** RECORDS PROVIDED **
PR #1008, opened 2026-05-27
fix(autoinstall): detect root + cover libc++ runtime in compiler-unix.sh

kwit75:
## Summary

Two genuine bugs in `scripts/compiler-unix.sh`'s auto-install path that have been forcing downstream Dockerfiles (notably `rocketride-ai/rocketride-saas/docker/Dockerfile.alb` per the closed [PR #145](https://github.com/rocketride-ai/rocketride-saas/pull/145)) to duplicate the apt dependency list by hand instead of relying on `--autoinstall`:

### 1. `sudo` used unconditionally

In a Docker container running as root (no `sudo` on PATH), the script crashed before installing any package — even the "install sudo" recovery command was prefixed with `sudo`. Fixed by detecting `[ "$EUID" -eq 0 ]` at script start, deriving `$SUDO` accordingly, and substituting throughout the COMMANDS array and direct apt invocations. `check_linux_sudo` early-returns when running as root.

** DIRECTIONS FOR THIS TASK **
Please set down all the data word for word.

** ANSWER FOR THE TASK **
PR #1008, opened 2026-05-27
fix(autoinstall): detect root + cover libc++ runtime in compiler-unix.sh

kwit75:
## Summary

Two genuine bugs in `scripts/compiler-unix.sh`'s auto-install path that have been forcing downstream Dockerfiles (notably `rocketride-ai/rocketride-saas/docker/Dockerfile.alb` per the closed [PR #145](https://github.com/rocketride-ai/rocketride-saas/pull/145)) to duplicate the apt dependency list by hand instead of relying on `--autoinstall`:

### 1. `sudo` used unconditionally

In a Docker container running as root (no `sudo` on PATH), the script crashed before installing any package — even the "install sudo" recovery command was prefixed with `sudo`. Fixed by detecting `[ "$EUID" -eq 0 ]` at script start, deriving `$SUDO` accordingly, and substituting throughout the COMMANDS array and direct apt invocations. `check_linux_sudo` early-returns when running as root.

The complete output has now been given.